Theology of the Cross
In contrast to the theology of glory, which trusts in human strength, the theology of the cross emphasizes the weakness of humanity. It stresses that we cannot know God on our own terms; instead, we must meet Him solely through His self-revelation in Christ crucified. At Golgotha God reveals Himself in a way we could never have expected. He becomes human and suffers death on a cross. The theologian of the cross must thus learn to disregard outward appearances and trust instead in the works of God, even though—like suffering—they are unattractive on the surface. He must despair of himself and look for salvation solely in the “foolishness of God”— that strange and seemingly inglorious death of God on a tree.
Grace says, ‘Believe in this,’ and everything is already done.
Salvation, then, is something we receive but do not earn. Something we are given but do not deserve. Something that comes by faith and not works. “He is not righteous who does much, but he who, without work, believes much in Christ,” Luther writes. “For the Law says, ‘Do this,’ and it is never done. But Grace says, ‘Believe in this,’ and everything is already done.”
This is good news! The recognition that God saves us through faith in Christ and not our works represents significant growth in Luther’s understanding of the Gospel. But while he points us in the right direction in The Heidelberg Disputation, Luther does not flesh out the nature of salvation in detail. Some may argue whether he yet grasps the Gospel entirely.
One might almost read Luther in this work as saying it is our self-effacement before God that makes Him grant us grace. He writes that “through humility grace is acquired,” (that is, through our self-humility in recognizing our utter sinfulness.) And again: “Humility and fear of God are our entire merit.” These words echo in part the “self-hatred” Luther counselled in The 95 Theses as the right mode of repentance. Taken to an extreme, we might read the early Luther as saying we must hate ourselves as much as God hates sin—which is to say completely—and that we must agree that we are entirely unlovable before He will, paradoxically, make us the object of His love. Luther’s emphasis on terror (of ourselves and our sin) in this work finds no corresponding emphasis on the comfort found in the Gospel.

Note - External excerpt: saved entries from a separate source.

PR #5090, opened 2026-02-18
Bugfix range description for two monster spells

anderspapitto:
These two spells both use _foe_not_nearby
https://github.com/crawl/crawl/blob/511dc2e70d5548748bd4992796731a204faa7df3/crawl-ref/source/mon-cast.cc#L473

https://github.com/crawl/crawl/blob/511dc2e70d5548748bd4992796731a204faa7df3/crawl-ref/source/mon-cast.cc#L537

which enforces a minimum range of 3, not 2
https://github.com/crawl/crawl/blob/511dc2e70d5548748bd4992796731a204faa7df3/crawl-ref/source/mon-cast.cc#L3590

I notice that beckoning gale also uses _foe_not_nearby, maybe it should also receive special treatment at these two locations?


DracoOmega:
Merged (with the suggested inclusion of Beckoning Gale). Thanks for noticing!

Consequently, one might say that while Luther identifies the disease of sin and the need for a cure, the good doctor does not quite describe the cure in its fullness. In some ways, this is to be expected: Luther himself dated his breakthrough understanding of the Gospel to early 1519—months after the debate at Heidelberg. But what The Heidelberg Disputation reveals is Luther’s growing understanding that problems in the church were not merely a matter of indulgences. He now understood the whole system of works righteousness was unsupported by Scripture. Good works could not save. Salvation must come from outside the sinner. It must come from Christ.
Luther continues his thinking on this subject in 1519, where he states that “the cross alone is our theology.” For while the crucifixion might seem inglorious, the theologian of the cross knows it to be the foundation of faith. St. Paul said it clearly so many years earlier: “The message of the cross is foolishness to those who are perishing, but to us who are being saved it is the power of God” (1 Corinthians 1:18).